*** Opening Data supplied ***
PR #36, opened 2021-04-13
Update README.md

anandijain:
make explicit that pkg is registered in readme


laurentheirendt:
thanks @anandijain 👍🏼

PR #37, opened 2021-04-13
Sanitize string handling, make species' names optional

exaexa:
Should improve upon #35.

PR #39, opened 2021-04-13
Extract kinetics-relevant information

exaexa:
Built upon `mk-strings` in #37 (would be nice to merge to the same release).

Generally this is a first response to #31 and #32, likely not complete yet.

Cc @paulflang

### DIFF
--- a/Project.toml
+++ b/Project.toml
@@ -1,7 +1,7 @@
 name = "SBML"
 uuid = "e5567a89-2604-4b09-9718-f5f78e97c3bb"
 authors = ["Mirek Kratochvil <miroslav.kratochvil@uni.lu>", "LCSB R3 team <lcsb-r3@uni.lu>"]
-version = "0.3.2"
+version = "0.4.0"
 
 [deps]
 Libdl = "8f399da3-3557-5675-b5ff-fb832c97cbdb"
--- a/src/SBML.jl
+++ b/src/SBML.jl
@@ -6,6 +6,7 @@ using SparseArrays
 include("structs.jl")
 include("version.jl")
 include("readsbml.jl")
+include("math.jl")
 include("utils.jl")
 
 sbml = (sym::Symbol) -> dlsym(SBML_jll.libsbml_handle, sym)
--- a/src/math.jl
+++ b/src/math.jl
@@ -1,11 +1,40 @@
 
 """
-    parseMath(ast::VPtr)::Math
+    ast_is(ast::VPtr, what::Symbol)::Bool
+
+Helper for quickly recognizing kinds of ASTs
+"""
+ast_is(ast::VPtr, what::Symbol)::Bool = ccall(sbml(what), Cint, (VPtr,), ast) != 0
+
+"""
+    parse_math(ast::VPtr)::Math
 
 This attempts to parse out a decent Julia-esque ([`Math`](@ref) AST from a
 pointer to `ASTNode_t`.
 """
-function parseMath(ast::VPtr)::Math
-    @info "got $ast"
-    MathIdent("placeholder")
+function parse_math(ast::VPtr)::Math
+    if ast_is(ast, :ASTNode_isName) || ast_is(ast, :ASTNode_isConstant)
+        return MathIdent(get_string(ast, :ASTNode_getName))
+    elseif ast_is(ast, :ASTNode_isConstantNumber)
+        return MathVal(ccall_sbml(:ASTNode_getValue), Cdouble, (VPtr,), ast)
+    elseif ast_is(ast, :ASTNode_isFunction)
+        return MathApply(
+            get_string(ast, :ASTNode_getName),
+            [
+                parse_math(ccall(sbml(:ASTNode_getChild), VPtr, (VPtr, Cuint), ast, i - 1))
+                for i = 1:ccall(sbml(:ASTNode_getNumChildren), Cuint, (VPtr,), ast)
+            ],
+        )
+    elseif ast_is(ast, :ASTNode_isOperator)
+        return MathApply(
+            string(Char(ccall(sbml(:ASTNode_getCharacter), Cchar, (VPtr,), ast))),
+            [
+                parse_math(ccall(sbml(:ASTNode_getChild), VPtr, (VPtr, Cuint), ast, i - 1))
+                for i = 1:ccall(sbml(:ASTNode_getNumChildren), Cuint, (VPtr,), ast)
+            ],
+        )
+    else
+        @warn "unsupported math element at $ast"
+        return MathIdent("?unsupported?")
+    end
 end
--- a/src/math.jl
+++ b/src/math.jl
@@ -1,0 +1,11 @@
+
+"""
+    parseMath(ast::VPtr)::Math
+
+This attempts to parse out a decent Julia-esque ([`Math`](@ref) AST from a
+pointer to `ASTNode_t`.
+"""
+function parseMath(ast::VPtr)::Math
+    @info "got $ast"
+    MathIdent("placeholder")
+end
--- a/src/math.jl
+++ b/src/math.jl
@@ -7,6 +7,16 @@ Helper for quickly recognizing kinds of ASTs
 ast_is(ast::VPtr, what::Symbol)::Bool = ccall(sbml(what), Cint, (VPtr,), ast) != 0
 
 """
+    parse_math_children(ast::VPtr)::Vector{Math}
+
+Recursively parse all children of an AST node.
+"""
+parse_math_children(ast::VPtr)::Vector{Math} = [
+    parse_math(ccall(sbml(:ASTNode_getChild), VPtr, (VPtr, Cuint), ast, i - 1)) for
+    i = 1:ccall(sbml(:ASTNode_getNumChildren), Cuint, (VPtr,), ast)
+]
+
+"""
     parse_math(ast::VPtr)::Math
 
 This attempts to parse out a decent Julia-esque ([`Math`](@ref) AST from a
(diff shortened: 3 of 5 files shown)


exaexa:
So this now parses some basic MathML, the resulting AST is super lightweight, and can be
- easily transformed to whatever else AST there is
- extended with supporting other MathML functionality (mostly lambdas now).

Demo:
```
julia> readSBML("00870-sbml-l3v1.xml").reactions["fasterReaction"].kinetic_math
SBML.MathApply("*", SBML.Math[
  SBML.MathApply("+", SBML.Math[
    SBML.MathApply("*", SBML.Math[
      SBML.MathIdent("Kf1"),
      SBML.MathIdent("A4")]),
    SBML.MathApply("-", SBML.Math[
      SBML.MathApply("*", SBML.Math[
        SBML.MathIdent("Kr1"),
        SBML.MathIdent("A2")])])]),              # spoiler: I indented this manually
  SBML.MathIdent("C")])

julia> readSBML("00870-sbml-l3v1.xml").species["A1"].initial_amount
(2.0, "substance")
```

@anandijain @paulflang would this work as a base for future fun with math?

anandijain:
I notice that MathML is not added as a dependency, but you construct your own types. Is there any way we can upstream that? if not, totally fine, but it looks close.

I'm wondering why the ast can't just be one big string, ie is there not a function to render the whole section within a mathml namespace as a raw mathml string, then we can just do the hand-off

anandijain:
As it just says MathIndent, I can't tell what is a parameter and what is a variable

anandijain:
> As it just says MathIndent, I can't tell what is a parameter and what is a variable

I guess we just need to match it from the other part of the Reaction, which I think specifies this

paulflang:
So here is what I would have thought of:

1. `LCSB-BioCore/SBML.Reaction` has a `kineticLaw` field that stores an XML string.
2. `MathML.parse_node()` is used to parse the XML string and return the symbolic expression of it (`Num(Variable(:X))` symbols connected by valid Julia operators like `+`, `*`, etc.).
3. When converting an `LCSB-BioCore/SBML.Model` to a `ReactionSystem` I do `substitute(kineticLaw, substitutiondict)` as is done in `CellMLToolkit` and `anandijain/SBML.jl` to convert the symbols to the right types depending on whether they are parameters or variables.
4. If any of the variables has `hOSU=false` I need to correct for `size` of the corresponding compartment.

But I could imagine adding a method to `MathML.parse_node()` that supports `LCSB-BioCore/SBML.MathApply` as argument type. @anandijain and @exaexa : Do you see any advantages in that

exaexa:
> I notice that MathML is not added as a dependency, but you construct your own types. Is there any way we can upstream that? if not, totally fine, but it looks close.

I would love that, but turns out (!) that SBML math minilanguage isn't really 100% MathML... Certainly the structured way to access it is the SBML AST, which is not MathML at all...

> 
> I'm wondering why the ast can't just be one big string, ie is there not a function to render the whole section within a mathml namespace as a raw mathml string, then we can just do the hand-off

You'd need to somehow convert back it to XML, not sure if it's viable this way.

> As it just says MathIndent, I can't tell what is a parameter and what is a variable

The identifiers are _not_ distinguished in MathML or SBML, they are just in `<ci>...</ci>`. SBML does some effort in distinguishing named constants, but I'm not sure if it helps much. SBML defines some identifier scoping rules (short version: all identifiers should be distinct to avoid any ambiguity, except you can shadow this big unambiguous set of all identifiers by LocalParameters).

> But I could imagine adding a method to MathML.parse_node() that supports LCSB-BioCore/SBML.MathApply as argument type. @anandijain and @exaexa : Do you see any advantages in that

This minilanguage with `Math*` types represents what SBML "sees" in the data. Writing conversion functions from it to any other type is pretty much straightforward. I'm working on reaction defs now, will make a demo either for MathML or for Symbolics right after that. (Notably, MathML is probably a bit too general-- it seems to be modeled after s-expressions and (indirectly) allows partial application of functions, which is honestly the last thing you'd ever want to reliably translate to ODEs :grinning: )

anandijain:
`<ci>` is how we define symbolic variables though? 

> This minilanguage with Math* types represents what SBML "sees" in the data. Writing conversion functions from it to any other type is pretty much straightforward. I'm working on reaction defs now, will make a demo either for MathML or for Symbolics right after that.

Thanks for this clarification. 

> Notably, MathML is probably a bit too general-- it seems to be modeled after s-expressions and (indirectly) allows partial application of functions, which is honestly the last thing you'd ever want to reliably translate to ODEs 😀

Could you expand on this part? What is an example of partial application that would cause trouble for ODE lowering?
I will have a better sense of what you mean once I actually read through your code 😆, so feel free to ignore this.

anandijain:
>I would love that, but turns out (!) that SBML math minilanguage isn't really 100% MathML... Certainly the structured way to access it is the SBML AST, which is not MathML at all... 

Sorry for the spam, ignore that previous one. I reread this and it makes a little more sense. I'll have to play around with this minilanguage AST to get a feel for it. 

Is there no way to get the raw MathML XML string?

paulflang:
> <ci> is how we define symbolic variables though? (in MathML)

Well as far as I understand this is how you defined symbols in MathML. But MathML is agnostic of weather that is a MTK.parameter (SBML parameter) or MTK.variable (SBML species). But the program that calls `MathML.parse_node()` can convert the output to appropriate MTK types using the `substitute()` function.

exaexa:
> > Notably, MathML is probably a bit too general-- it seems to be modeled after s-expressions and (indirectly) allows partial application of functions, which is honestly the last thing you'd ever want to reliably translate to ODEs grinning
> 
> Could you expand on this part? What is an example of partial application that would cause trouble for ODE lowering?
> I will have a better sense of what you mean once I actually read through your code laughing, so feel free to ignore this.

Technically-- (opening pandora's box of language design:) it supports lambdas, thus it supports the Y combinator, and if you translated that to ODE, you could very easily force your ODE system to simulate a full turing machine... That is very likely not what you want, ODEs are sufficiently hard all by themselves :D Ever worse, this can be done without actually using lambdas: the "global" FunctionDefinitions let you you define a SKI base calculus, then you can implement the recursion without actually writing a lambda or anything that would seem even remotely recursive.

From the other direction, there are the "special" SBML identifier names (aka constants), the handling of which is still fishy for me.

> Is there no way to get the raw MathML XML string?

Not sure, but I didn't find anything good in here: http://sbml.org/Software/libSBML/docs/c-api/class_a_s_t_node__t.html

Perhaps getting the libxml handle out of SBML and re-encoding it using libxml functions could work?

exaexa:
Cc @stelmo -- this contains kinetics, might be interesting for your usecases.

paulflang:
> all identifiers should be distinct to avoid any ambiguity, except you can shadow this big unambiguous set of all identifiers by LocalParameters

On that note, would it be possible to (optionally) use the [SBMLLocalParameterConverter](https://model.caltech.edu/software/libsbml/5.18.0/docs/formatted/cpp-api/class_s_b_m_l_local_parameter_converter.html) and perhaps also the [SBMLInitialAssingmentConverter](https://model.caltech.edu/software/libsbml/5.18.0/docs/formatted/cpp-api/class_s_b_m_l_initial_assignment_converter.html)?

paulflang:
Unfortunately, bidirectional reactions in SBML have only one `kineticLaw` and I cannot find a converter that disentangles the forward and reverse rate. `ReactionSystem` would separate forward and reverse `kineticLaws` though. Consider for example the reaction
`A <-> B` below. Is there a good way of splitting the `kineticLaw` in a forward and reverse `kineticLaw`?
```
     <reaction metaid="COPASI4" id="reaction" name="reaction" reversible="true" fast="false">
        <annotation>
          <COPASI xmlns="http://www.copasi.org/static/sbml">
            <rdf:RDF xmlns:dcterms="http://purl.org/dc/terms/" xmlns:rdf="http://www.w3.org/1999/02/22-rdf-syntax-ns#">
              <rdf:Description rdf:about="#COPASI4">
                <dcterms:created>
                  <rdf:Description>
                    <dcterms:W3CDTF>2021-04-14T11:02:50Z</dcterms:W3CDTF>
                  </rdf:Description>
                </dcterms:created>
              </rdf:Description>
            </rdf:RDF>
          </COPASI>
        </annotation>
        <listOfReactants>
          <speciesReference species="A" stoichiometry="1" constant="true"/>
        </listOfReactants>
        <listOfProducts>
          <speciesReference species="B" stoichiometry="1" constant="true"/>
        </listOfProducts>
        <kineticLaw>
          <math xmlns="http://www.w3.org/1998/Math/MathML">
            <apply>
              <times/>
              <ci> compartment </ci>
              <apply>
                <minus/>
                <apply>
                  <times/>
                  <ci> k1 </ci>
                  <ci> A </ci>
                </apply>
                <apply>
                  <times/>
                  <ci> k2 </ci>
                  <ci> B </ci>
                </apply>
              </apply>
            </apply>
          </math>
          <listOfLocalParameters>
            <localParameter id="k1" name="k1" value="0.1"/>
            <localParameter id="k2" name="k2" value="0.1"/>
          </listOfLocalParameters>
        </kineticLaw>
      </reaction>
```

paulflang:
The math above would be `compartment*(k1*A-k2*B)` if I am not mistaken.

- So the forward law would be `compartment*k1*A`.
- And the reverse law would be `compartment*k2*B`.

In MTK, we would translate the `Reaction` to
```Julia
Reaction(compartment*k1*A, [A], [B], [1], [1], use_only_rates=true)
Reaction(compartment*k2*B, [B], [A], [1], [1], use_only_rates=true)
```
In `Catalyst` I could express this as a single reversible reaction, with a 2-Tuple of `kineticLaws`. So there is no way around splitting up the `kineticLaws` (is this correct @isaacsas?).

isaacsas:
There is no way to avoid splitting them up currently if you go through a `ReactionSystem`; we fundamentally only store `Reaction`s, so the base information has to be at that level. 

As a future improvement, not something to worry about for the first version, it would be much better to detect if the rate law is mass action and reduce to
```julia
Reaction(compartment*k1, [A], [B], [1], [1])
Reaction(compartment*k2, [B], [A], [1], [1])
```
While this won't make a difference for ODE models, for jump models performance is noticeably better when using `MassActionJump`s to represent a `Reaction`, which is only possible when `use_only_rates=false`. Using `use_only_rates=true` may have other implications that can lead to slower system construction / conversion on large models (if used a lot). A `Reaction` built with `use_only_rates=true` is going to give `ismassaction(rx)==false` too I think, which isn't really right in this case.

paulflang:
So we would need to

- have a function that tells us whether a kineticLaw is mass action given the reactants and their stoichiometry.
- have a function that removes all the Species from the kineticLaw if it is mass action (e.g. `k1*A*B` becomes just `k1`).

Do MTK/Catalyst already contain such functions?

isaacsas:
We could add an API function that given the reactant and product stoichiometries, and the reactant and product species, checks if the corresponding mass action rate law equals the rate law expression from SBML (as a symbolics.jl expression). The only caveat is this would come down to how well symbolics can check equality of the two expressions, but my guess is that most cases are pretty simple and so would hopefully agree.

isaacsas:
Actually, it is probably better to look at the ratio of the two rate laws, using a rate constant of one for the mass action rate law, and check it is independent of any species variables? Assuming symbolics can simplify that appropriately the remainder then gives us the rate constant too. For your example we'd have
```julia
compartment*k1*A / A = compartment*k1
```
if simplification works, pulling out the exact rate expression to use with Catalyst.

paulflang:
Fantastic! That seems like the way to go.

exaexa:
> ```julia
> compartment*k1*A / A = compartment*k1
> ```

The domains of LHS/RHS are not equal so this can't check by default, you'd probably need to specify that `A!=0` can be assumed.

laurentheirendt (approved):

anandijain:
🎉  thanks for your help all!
*** Closing Data supplied ***
(Task directions):
Only the number is needed here: how many lines of the listing include "adding"?

(Completed task):
2